Exercise description: Check each line of the listing for the word "https" and report how many lines contain it, giving nothing but the number.

Material for this exercise:

Issue #4177, opened 2026-09-02
W1b: `Boxes.from_tensor(..., validate_boxes=True)` never validates the vertex modes; `'vertices'` deforms a non-rectangular or reordered quadrilateral instead of rejecting it


ducha-aiki:
## Summary

`Boxes.from_tensor(boxes, mode, validate_boxes=True)` documents `validate_boxes` as *"check if boxes are valid rectangles or not. Valid rectangles are those with width and height >= 1 (>= 2 when mode ends with '_plus' suffix)"* (`kornia/geometry/boxes.py:524` at `e0969438`). The check exists only for the `'xyxy'`, `'xyxy_plus'` and `'xywh'` modes (`_boxes_to_quadrilaterals`, `boxes.py:139-143`). The two vertex modes are never validated, and `'vertices'` goes further: its exclusive-to-inclusive import subtracts one from fixed vertex slots — `x` of vertices 1 and 2, `y` of vertices 2 and 3 — so a non-rectangular or non-canonically-ordered quadrilateral is silently deformed instead of rejected.

## Reproduction

```python
import torch
from kornia.geometry.boxes import Boxes

q = torch.tensor([[[0., 0.], [9., 0.], [3., 7.], [0., 1.]]])            # not a rectangle
Boxes.from_tensor(q, mode="vertices", validate_boxes=True).data          # accepted
Boxes.from_tensor(q, mode="vertices_plus", validate_boxes=True).data     # accepted, stored verbatim

inv = torch.tensor([[[5., 5.], [1., 5.], [1., 1.], [5., 1.]]])          # axis-aligned, vertices in reversed order
Boxes.from_tensor(inv, mode="vertices", validate_boxes=True).to_tensor("xywh")

Boxes.from_tensor(torch.tensor([[5., 5., 1., 1.]]), mode="xyxy", validate_boxes=True)    # the xy* modes do reject
```

## Observed

```
vertices      -> data = [[[0., 0.], [8., 0.], [2., 6.], [0., 0.]]]     # fourth vertex collapsed onto the first, no error
vertices_plus -> data = [[[0., 0.], [9., 0.], [3., 7.], [0., 1.]]]     # no error
inverted 'vertices' -> xywh [[0., 0., 6., 6.]]                          # the box spans x=1..5; width 6 comes from subtracting at the wrong slots
xyxy          -> ValueError: Some boxes have negative widths or 0.
```

[...]

PR #4243, opened 2026-09-05
fix(geometry): reject non-finite bbox coordinates

### LINKED ISSUE #4238: NaN coordinates pass validate_bbox and Boxes.from_tensor validation
Two bbox validation paths accept NaN coordinates: `validate_bbox` can return `True`, and `Boxes.from_tensor(..., validate_boxes=True)` can construct a box with NaN extents. This lets invalid coordinates pass the validation boundary and propagate into downstream geometry.

## Reproduction

```python
import torch
from kornia.geometry.bbox import validate_bbox

vertices = torch.tensor([
    [[0.0, 0.0], [float("nan"), 0.0], [1.0, 1.0], [0.0, 1.0]]
])
print(validate_bbox(vertices))
# True

xyxy = torch.tensor([[0.0, 0.0, float("nan"), 1.0]])
boxes = Boxes.from_tensor(xyxy, mode="xyxy", validate_boxes=True)
print(boxes.to_tensor("xyxy"))
# tensor([[nan, 0., nan, 1.]])
```

## Expected behavior

NaN coordinates should not be certified as valid. In the eager validation paths shown above, `validate_bbox` should return `False`, and `Boxes.from_tensor(..., validate_boxes=True)` should reject the input with a meaningful error. Preserve the existing opt-out/export policy rather than adding data-dependent validation to paths that intentionally bypass it.

## Cause

- [bbox.py](https://github.com/kornia/kornia/blob/3f102790/kornia/geometry/bbox.py#L80-L94) computes opposite-edge differences and rejects only when a difference is greater than `1e-4`. A NaN difference does not satisfy that comparison, so validation falls through to `True`.
- [boxes.py](https://github.com/kornia/kornia/blob/3f102790/kornia/geometry/boxes.py#L140-L145) rejects widths/heights only when they are `<= 0`. A NaN extent does not satisfy that comparison either, so construction succeeds despite `validate_boxes=True`.

The bbox/Boxes batch-4a convention audit and its current pins did not cover this case. This is distinct from the already tracked inclusive-width, vertex-order, rank, and list-padding issues.

## Suggested regression scope

Cover a NaN in each coordinate position, invalid rows mixed with valid rows, and the supported eager input layouts/modes. Check coordinate finiteness rather than relying only on derived widths: a non-finite origin must not escape because its extent was supplied separately. Include infinities in the finite-input policy tests as well; the executed reproductions above establish the NaN cases specifically. Keep valid finite inputs and the explicit validation opt-out behavior unchanged.

## Verification

Both reproductions executed on Kornia `0.9.0rc1`, commit `3f102790`, PyTorch `2.14.0`, Python `3.11.14`, macOS CPU, float32. CUDA, MPS, and export behavior were not tested for this finding. The existing convention/wart selection across conversions, bbox/boxes, and geometry transforms remains green: 343 passed, 17 xfailed, 2 skipped on CPU float32/float64.

09Catho:

`validate_bbox` now returns `False` for NaN and infinite coordinates. Eager `Boxes.from_tensor` validation now raises a clear `ValueError` for the same inputs in the `xyxy`, `xyxy_plus`, and `xywh` modes. The existing `validate_boxes=False` opt-out remains unchanged.

Fixes #4238.

## What did you check?

The new regressions cover every coordinate position, NaN/positive infinity/negative infinity, mixed valid and invalid rows, and both unbatched and batched inputs. The focused geometry tests also retain the existing JIT coverage.

```text
PYTEST_DISABLE_PLUGIN_AUTOLOAD=1 python -m pytest tests/geometry/test_bbox.py tests/geometry/test_boxes.py --device=cpu --dtype=float32,float64
190 passed in 2.12s

ruff check kornia/geometry/bbox.py kornia/geometry/boxes.py tests/geometry/test_bbox.py tests/geometry/test_boxes.py
All checks passed!

ruff format --check kornia/geometry/bbox.py kornia/geometry/boxes.py tests/geometry/test_bbox.py tests/geometry/test_boxes.py
4 files already formatted

python -m py_compile kornia/geometry/bbox.py kornia/geometry/boxes.py tests/geometry/test_bbox.py tests/geometry/test_boxes.py
git diff --check
```

Pixi-based full pre-commit and typecheck were not run because Pixi is not installed in the local environment.

## How did AI help?

AI helped inspect the issue and repository guidance, then draft the implementation and regression tests. I reproduced both failures on the merge base, reviewed the resulting diff, and ran the checks listed above.

### DIFF
--- a/CHANGELOG.md
+++ b/CHANGELOG.md
@@ -411,6 +411,10 @@ and this project adheres to [Semantic Versioning](https://semver.org/spec/v2.0.0
   branch, used to raise: `_compute_zero_padding3d` defined a `(k - 1) // 2` helper and then returned the
   full kernel sizes, so the padded volume did not match the kernel it was convolved with. (#4241, #4242)
 
+* Eager bbox validation now rejects NaN and infinite coordinates: `validate_bbox` returns `False` and
+  `Boxes.from_tensor(..., validate_boxes=True)` raises `ValueError` for the `xyxy`, `xyxy_plus` and `xywh`
+  modes, instead of accepting them as valid geometry (closes #4238). (#4243)
+
 * `HyNet` and `SOSNet` now run in half precision, on CPU and on GPU, and no longer return NaN for a
   degenerate patch (closes #4224). Two defects sat on the same line. On CPU both raised
   `NotImplementedError: "avg_pool3d_out_frame" not implemented for 'Half'` (and the `'BFloat16'` spelling):
--- a/kornia/geometry/bbox.py
+++ b/kornia/geometry/bbox.py
@@ -70,6 +70,9 @@ def validate_bbox(boxes: torch.Tensor) -> bool:
     if not (len(boxes.shape) in [3, 4] and boxes.shape[-2:] == torch.Size([4, 2])):
         return False
 
+    if not torch.isfinite(boxes).all():
+        return False
+
     if len(boxes.shape) == 4:
         boxes = boxes.reshape(-1, 4, 2)
 
--- a/kornia/geometry/boxes.py
+++ b/kornia/geometry/boxes.py
@@ -139,6 +139,8 @@ def _boxes_to_quadrilaterals(boxes: torch.Tensor, mode: str = "xyxy", validate_b
 
         # Value validation reads the data, which graph capture cannot do; skip it under export.
         if validate_boxes and not is_exporting():
+            if not torch.isfinite(boxes).all():
+                raise ValueError("Some boxes have non-finite coordinates.")
             if (width <= 0).any():
                 raise ValueError("Some boxes have negative widths or 0.")
             if (height <= 0).any():
--- a/tests/geometry/test_bbox.py
+++ b/tests/geometry/test_bbox.py
@@ -123,6 +123,23 @@ class TestBbox2D(BaseTester):
         assert expanded.stride(0) == 0
         assert validate_bbox(expanded) is True
 
+    def test_convention_validate_bbox_rejects_non_finite_coordinates_4238(self, device, dtype):
+        # Pin kornia#4238: NaN and infinite coordinates must not pass validation,
+        # including when an invalid row is mixed with a valid row.
+        boxes = torch.tensor(
+            [
+                [[0.0, 0.0], [4.0, 0.0], [4.0, 4.0], [0.0, 4.0]],
+                [[1.0, 1.0], [5.0, 1.0], [5.0, 5.0], [1.0, 5.0]],
+            ],
+            device=device,
+            dtype=dtype,
+        )
+        for coordinate_index in range(8):
+            for non_finite in [float("nan"), float("inf"), float("-inf")]:
+                invalid_boxes = boxes.clone()
+                invalid_boxes[1].reshape(-1)[coordinate_index] = non_finite
+                assert validate_bbox(invalid_boxes) is False
+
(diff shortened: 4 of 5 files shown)


ducha-aiki:
## Approved at `8d93dced` — both #4238 reproductions now reject; one CHANGELOG sentence to fold into the rebase

Reviewed against merge-base `acb861c3`, torch 2.14.0, CPU, macOS arm64. All 38 checks green at head. Copilot's one inline comment is right; I verified it rather than its verdict.

**Verified**

- **Fail-on-base:** the four new `_4238` pins copied onto `main` -> 4 failed (the opt-out pin passes on both sides, as a policy pin should).
- Head: `test_bbox.py` + `test_boxes.py`, cpu, float32+float64 -> 190 passed. `uvx ruff@0.16.4` check/format clean.
- `validate_bbox` returns `False` for a NaN under `torch.jit.script` as well as eager, and for `inf` at float16; the check sits before the rank-4 reshape, so the `(B, N, 4, 2)` layout is covered.
- The `is_exporting()` gate is preserved: the new value check is inside the existing `validate_boxes and not is_exporting()` block, so export graphs gain no data-dependent branch, which is what #4238 asked for.
- The bbox/boxes files merge cleanly over #4245 and #4253; only `CHANGELOG.md` conflicts.

**Scope I checked and am not asking you to widen**, recorded so nobody reopens #4238 for it:

- `Boxes.from_tensor(..., mode="vertices" / "vertices_plus", validate_boxes=True)` still accepts NaN vertices. That is consistent with the documented contract ("this flag has no validation effect for vertex modes", tracked in #4177), so it belongs there, not here.
- `Boxes3D.from_tensor(..., validate_boxes=True)` accepts NaN, and `validate_bbox3d` raises an `AssertionError` ("must be cube") on a NaN instead of returning `False`. #4238 is 2D-only; I am filing that as its own issue.

**The one ask, cosmetic:** Copilot's point on the CHANGELOG entry stands. It names only `validate_bbox`, but the user-visible change is equally `Boxes.from_tensor(..., validate_boxes=True)` now raising `ValueError` for the `xy*` modes. One sentence, with `closes #4238` in it, while you rebase `CHANGELOG.md` anyway.

09Catho:
Rebased onto main (head now `a5778242`) to resolve the CHANGELOG.md conflict, and folded the CHANGELOG entry into one sentence that names both `validate_bbox` and `Boxes.from_tensor(..., validate_boxes=True)`, with "closes #4238" included. Re-ran the focused suite after the rebase: `tests/geometry/test_bbox.py` + `tests/geometry/test_boxes.py`, cpu, float32+float64 -> 307 passed, 30 xfailed. `ruff check` and `ruff format --check` both clean.

ducha-aiki (approved):
Delta re-review: approved at `a5778242`. Compared the old and new PR patches against their respective merge bases: production changes are identical, the regression tests are preserved, and the only incidental test-patch difference is an already-resolved blank-line cleanup. The CHANGELOG now correctly limits the claim to eager validation and the xyxy/xyxy_plus/xywh modes.

Re-ran `tests/geometry/test_bbox.py tests/geometry/test_boxes.py --device=cpu --dtype=float32,float64` in the rebased checkout (torch 2.14.0): 307 passed, 30 expected failures. The prior substantive approval stands. GitHub reports mergeable; wait for CI on this new head before merging.

ducha-aiki (approved):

Output for this exercise: 3